## WHAT TO DO
Where the string "override" occurs in a line of the data below, that line should be copied.

## RECORDS TO PROCESS
PR #3088, opened 2020-09-18
New rule: ClassOrdering

3flex:
A rule to check the contents of a class match this ordering: https://kotlinlang.org/docs/reference/coding-conventions.html#class-layout

I've enabled this for detekt, and you can see in that second commit the changes that were required to comply with the new rule. I think the changes are mostly not controversial, but for those classes where they are a suppression is probably the right way to go, or perhaps changing some extension properties into extension functions.

### DIFF
--- a/detekt-rules-style/src/main/kotlin/io/gitlab/arturbosch/detekt/rules/style/ClassOrdering.kt
+++ b/detekt-rules-style/src/main/kotlin/io/gitlab/arturbosch/detekt/rules/style/ClassOrdering.kt
@@ -66,11 +66,11 @@ class ClassOrdering(config: Config = Config.empty) : Rule(config) {
     }
 
     override fun visitClassBody(classBody: KtClassBody) {
+        super.visitClassBody(classBody)
+
         if (!classBody.declarations.isInOrder(lengthComparator)) {
             report(CodeSmell(issue, Entity.from(classBody), issue.description))
         }
-
-        super.visitClassBody(classBody)
     }
 
     @Suppress("MagicNumber")
--- a/detekt-rules-style/src/main/kotlin/io/gitlab/arturbosch/detekt/rules/style/ClassOrdering.kt
+++ b/detekt-rules-style/src/main/kotlin/io/gitlab/arturbosch/detekt/rules/style/ClassOrdering.kt
@@ -16,7 +16,8 @@ import org.jetbrains.kotlin.psi.KtProperty
 import org.jetbrains.kotlin.psi.KtSecondaryConstructor
 
 /**
- * This rule ensures class contents are ordered as follows as recommended by the Kotlin Coding Conventions:
+ * This rule ensures class contents are ordered as follows as recommended by the Kotlin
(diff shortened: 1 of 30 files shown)


detekt-rules-style/src/main/kotlin/io/gitlab/arturbosch/detekt/rules/style/ClassOrdering.kt
```diff
@@ -0,0 +1,91 @@
...
+import org.jetbrains.kotlin.psi.KtClassBody
+import org.jetbrains.kotlin.psi.KtClassInitializer
+import org.jetbrains.kotlin.psi.KtDeclaration
+import org.jetbrains.kotlin.psi.KtNamedFunction
+import org.jetbrains.kotlin.psi.KtObjectDeclaration
+import org.jetbrains.kotlin.psi.KtProperty
+import org.jetbrains.kotlin.psi.KtSecondaryConstructor
+
+/**
+ * This rule ensures class contents are ordered as follows as recommended by the Kotlin Coding Conventions:
```
cortinico, line 19: Maybe add the link here?

detekt-rules-style/src/main/kotlin/io/gitlab/arturbosch/detekt/rules/style/ClassOrdering.kt
```diff
@@ -0,0 +1,91 @@
...
+        if (orderPriority(str1) == null || orderPriority(str2) == null) return@Comparator 0
+        compareValues(orderPriority(str1), orderPriority(str2))
+    }
+
+    override fun visitClassBody(classBody: KtClassBody) {
+        if (!classBody.declarations.isInOrder(lengthComparator)) {
+            report(CodeSmell(issue, Entity.from(classBody), issue.description))
+        }
+
+        super.visitClassBody(classBody)
```
cortinico, line 72: I believe the super call should be done as first statement

cortinico (approved):
Great rule 👌  I'm just unsure if we want to enabled it by default as it has the risk of raising a lot of warnings for our users. However the logic is really straightforward and aligned with the Kotlin guidelines.

3flex:
> I'm just unsure if we want to enabled it by default

Sorry I wasn't clear. I've enabled it for detekt scans of the detekt project itself, but it's not enabled by default for users - it's `active: false` in default-detekt-config.yml. I thought the same thing as you, it could potentially lead to a lot of warnings on larger projects.

I also think that in almost all cases any violations it finds will lead to a more logical class layout so I think there's value in enabling by default. It's quick to cut/paste code to fix issues it finds. But for now it's not enabled by default.

BraisGabin (approved):
I like this one a lot! Myabe we could add some configuration later but, let's see what the community think when they test it :)

cortinico:
> Sorry I wasn't clear. I've enabled it for detekt scans of the detekt project itself, but it's not enabled by default for users - it's `active: false` in default-detekt-config.yml. I thought the same thing as you, it could potentially lead to a lot of warnings on larger projects.

Thanks for the clarification 👌 Looks good to me 🚀

schalkms (approved):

## TASK RESPONSE
     override fun visitClassBody(classBody: KtClassBody) {
+    override fun visitClassBody(classBody: KtClassBody) {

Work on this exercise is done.